ABOUT THIS EXERCISE: Going through the material below, please gather all lines with the word "LearnerUtils" in them.
[[ SOURCE DATA open ]]
PR #426, opened 2016-03-21
Color engagement table values based on categories.

dsjen:
table

@dan-f please review

### DIFF
--- a/analytics_dashboard/static/apps/learners/js/spec/roster-view-spec.js
+++ b/analytics_dashboard/static/apps/learners/js/spec/roster-view-spec.js
@@ -140,6 +140,66 @@ define([
             });
         });
 
+        it('categorizes engagement values', function () {
+            var learners = [{
+                    name: 'agnes',
+                    username: 'agnes',
+                    engagements: {
+                        discussion_contributions: 10,
+                        problems_attempted: 100,
+                        problems_completed: 32,
+                        videos_viewed: 1,
+                        problem_attempts_per_completed: 0.56
+                    }
+                }],
+                engagementRanges = {
+                    problems_attempted: {
+                        below_average: [0, 10],
+                        average: [11, 25],
+                        above_average: [26, null]
+                    },
+                    videos_viewed: {
+                        below_average: [0, 1],
+                        average: [1, 10],
+                        above_average: [10, null]
+                    },
+                    problems_completed: {
+                        below_average: [0, 10],
+                        average: [11, 50],
+                        above_average: [50, null]
+                    },
+                    problem_attempts_per_completed: {
+                        below_average: [null, 1],
+                        average: [2, 25],
+                        above_average: [26, 60]
+                    },
+                    discussion_contributions: {
+                        below_average: [0, 100],
+                        average: [100, 125],
+                        above_average: [125, null]
+                    }
+                },
+                rosterView = getRosterView({
+                    collectionResponse: {results: learners},
+                    collectionOptions: {parse: true},
+                    courseMetadata: {
+                        engagement_ranges: engagementRanges
+                    }
+                }),
+                $tr = $(rosterView.$('tbody tr'));
+
+            expect($tr.children('td.discussion_contributions'))
+                .toHaveClass('learner-cell-below-average');
+            expect($tr.find('td.problems_completed'))
+                .toHaveClass('learner-cell-average');
+            expect($tr.find('td.problems_attempted'))
+                .toHaveClass('learner-cell-above-average');
+            expect($tr.find('td.problem_attempts_per_completed'))
+                .toHaveClass('learner-cell-below-average');
+            expect($tr.find('td.videos_viewed'))
+                .toHaveClass('learner-cell-average');
+        });
+
         describe('table headers', function() {
 
             it('has tooltips', function () {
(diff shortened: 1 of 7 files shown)


analytics_dashboard/static/apps/learners/js/spec/utils-spec.js
```diff
@@ -55,5 +55,28 @@ require([
                 jasmine.clock().tick(2);
             });
         });
+
+        describe('inRange', function () {
+
+            it('return true when value is in range', function () {
```
dan-f: Nit: "return" -> "returns"

analytics_dashboard/static/apps/learners/js/spec/utils-spec.js
```diff
@@ -55,5 +55,28 @@ require([
...
+                expect(LearnerUtils.inRange(1, [0, 2])).toBe(true);
+                expect(LearnerUtils.inRange(10.5, [5, 11])).toBe(true);
+                expect(LearnerUtils.inRange(44, [null, 45])).toBe(true);
+                expect(LearnerUtils.inRange(59.3, [59, null])).toBe(true);
+            });
+
+            it('return true when value is out of range', function () {
```
dan-f: I think you mean "returns false" here :)

analytics_dashboard/static/apps/learners/js/utils.js
```diff
@@ -21,6 +21,32 @@ define([], function () {
...
+            var min = range[0],
+                max = range[1],
+                isRangeValid = !_(min).isNull() || !_(max).isNull(),
+                isFound = false;
+
+            // TODO: if null min is unbounded and null max is unbounded, then does this become true?!?!
+            // problem is that we're returning null for both values currently
+            // should we explicitly say that if they're both null then we don't evaluate?
+
+            if (isRangeValid && !_(value).isNull()) {
```
dan-f: Why do we need to test if `value` is null?

analytics_dashboard/static/apps/learners/js/utils.js
```diff
@@ -21,6 +21,32 @@ define([], function () {
...
+                isFound = _(min).isNull() ? true : value >= min;
```
dan-f: Nit: you might be able to refactor this a bit by saving the value of `_(min).isNull()` into a variable with a semantic name such as `minIsUnbounded` or something along those lines. Same with `max`.

dan-f: Sorry to be such a nitpicker here, but I'm finding the logic of this method a bit difficult to follow, though it is quite terse, which I appreciate. Here's how I think I was thinking of it:

``` javascript
var minIsUnbounded = _.isNull(min),
    maxIsUnbounded = _.isNull(max);

if (minIsUnbounded && maxIsUnbounded) {
    throw new Error('min and max range values cannot both be null (unbounded)');
}

if (minIsUnbounded) {
    return value < max;
} else if (maxIsUnbounded) {
    return value >= min;
} else {
    return value >= min && value < max;
}
```

Feel free to take this or leave it!

analytics_dashboard/static/apps/learners/js/views/roster-view.js
```diff
@@ -141,15 +141,34 @@ define([
      * Factory for creating a Backgrid cell class that renders a key
      * from the learner model's engagement attribute.
      */
-    createEngagementCell = function (key) {
+    createEngagementCell = function (key, options) {
         return Backgrid.Cell.extend({
+
             className: 'learner-engagement-cell ' + key,
```
dan-f, line 147: Another way to implement this would be to encapsulate the logic in `className`, which means you wouldn't have to manually call `this.$el.addClass` in `render`. Take it or leave it :)

dan-f:
Looking good! Could you add a behavioral test to `roster-view-spec.js`? Something where we render the table and expect that certain cells have certain classes?

analytics_dashboard/static/apps/learners/js/spec/utils-spec.js
dsjen: Thanks!

analytics_dashboard/static/apps/learners/js/spec/utils-spec.js
dsjen: :)

analytics_dashboard/static/apps/learners/js/utils.js
dsjen: That seems quite a bit cleaner.  I'll take it!

dsjen:
Thanks, I'm adding tests to `roster-view-spec.js`.

dsjen:
@dan-f -- I just pushed an update that address your comments.  Adding a tests to `roster-view-spec.js` was helpful in finding a spelling error!

analytics_dashboard/static/apps/learners/js/spec/roster-view-spec.js
```diff
@@ -140,6 +140,66 @@ define([
...
+                .toHaveClass('learner-cell-below-average');
+            expect($tr.find('td.problems_completed'))
+                .toHaveClass('learner-cell-average');
+            expect($tr.find('td.problems_attempted'))
+                .toHaveClass('learner-cell-above-average');
+            expect($tr.find('td.problem_attempts_per_completed'))
+                .toHaveClass('learner-cell-below-average');
+            expect($tr.find('td.videos_viewed'))
+                .toHaveClass('learner-cell-average');
+        });
```
dan-f, line 201: :clap: !! thank you this is beautiful!

dan-f:
Great!! :+1: thanks for adding that test case!

PR #429, opened 2016-03-29
Display standard table error if learner service unavailable.

dsjen:
This checks to see if learner data could be fetched initially.  If not, the standard table error message will be displayed:

screen shot 2016-03-29 at 11 14 25 am

@dan-f, please review.

### DIFF
--- a/analytics_dashboard/courses/templates/courses/learners.html
+++ b/analytics_dashboard/courses/templates/courses/learners.html
@@ -14,21 +14,27 @@ View of individual learners within a course.
 
 {% block uncompressed_javascript %}
     {{ block.super }}
-    <script>
-     require(['load/init-page', 'learners/js/app'], function (page, LearnersApp) {
-         var app = new LearnersApp({
-             courseId: '{{ course_id }}',
-             containerSelector: '.learners-app-container',
-             learnerListJson: {{ learner_list_json | escape_json }},
-             learnerListUrl: '{{ learner_list_url }}',
-             courseLearnerMetadataJson: {{ course_learner_metadata_json | escape_json }},
-             courseLearnerMetadataUrl: '{{ course_learner_metadata_url }}'
+    {% if not show_error %}
+        <script>
+         require(['load/init-page', 'learners/js/app'], function (page, LearnersApp) {
+             var app = new LearnersApp({
+                 courseId: '{{ course_id }}',
+                 containerSelector: '.learners-app-container',
+                 learnerListJson: {{ learner_list_json | escape_json }},
+                 learnerListUrl: '{{ learner_list_url }}',
+                 courseLearnerMetadataJson: {{ course_learner_metadata_json | escape_json }},
+                 courseLearnerMetadataUrl: '{{ course_learner_metadata_url }}'
+             });
+             app.start();
          });
-         app.start();
-     });
-    </script>
+        </script>
+    {% endif %}
 {% endblock uncompressed_javascript %}
 
 {% block child_content %}
-    <div class="learners-app-container"></div>
+    {% if show_error %}
+        {% show_table_error %}
+    {% else %}
+        <div class="learners-app-container"></div>
+    {% endif %}
 {% endblock %}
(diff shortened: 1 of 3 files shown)


analytics_dashboard/courses/templates/courses/learners.html
```diff
@@ -14,21 +14,27 @@
...
-    <script>
-     require(['load/init-page', 'learners/js/app'], function (page, LearnersApp) {
-         var app = new LearnersApp({
-             courseId: '{{ course_id }}',
-             containerSelector: '.learners-app-container',
-             learnerListJson: {{ learner_list_json | escape_json }},
-             learnerListUrl: '{{ learner_list_url }}',
-             courseLearnerMetadataJson: {{ course_learner_metadata_json | escape_json }},
-             courseLearnerMetadataUrl: '{{ course_learner_metadata_url }}'
+    {% if show_roster %}
```
dan-f: Nit: `show_roster` is pretty general, but it's only being used to toggle between showing the roster vs an error.

analytics_dashboard/courses/tests/test_views/test_learners.py
```diff
@@ -18,6 +18,7 @@
 @httpretty.activate
 @ddt
 class LearnersViewTests(ViewTestMixin, SwitchMixin, TestCase):
+    TABLE_ERROR_TEXT = 'We are unable to load this table.'
```
dan-f, line 21: Translate!

dan-f, line 21: Also, should we get a quick doc review? @lamagnifica any input? this is the message we'll show users if the Learner Analytics app fails to load.

analytics_dashboard/courses/templates/courses/learners.html
dsjen: What if I switch around the logic and it becomes `show_error` instead?

analytics_dashboard/courses/views/learners.py
```diff
@@ -51,4 +51,7 @@ def get_context_data(self, **kwargs):
                 logger.exception(error_message)
                 context[data_name] = {}
 
+        # Only show roster if data is avilable for it; otherwise, an error will be displayed.
+        context['show_roster'] = True if context['learner_list_json'] else False
```
dan-f: A question: should we also hinge this on whether or not `course_learner_metadata_json` was successfully fetched? Without it we can't render many of the controls. This would get caught on the frontend and display an error, though.

Thoughts?

dan-f:
Looks great! :icecream:. Just a few comments.

analytics_dashboard/courses/templates/courses/learners.html
dan-f: Yeah I was considering that too. I'm usually against boolean variables with false names, so I'm not sure which one I like better. I don't mind which way you go!

analytics_dashboard/courses/tests/test_views/test_learners.py
dsjen, line 21: @dan-f, do we translate strings in test files?  I thought we didn't...

@lamagnifica, this is the standard message we display when a table can't be loaded (e.g. same message as displayed when a table can't be loaded in in the engagement page).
[[ SOURCE DATA closed ]]
RESPONSE TO THE EXERCISE:
+                expect(LearnerUtils.inRange(1, [0, 2])).toBe(true);
+                expect(LearnerUtils.inRange(10.5, [5, 11])).toBe(true);
+                expect(LearnerUtils.inRange(44, [null, 45])).toBe(true);
+                expect(LearnerUtils.inRange(59.3, [59, null])).toBe(true);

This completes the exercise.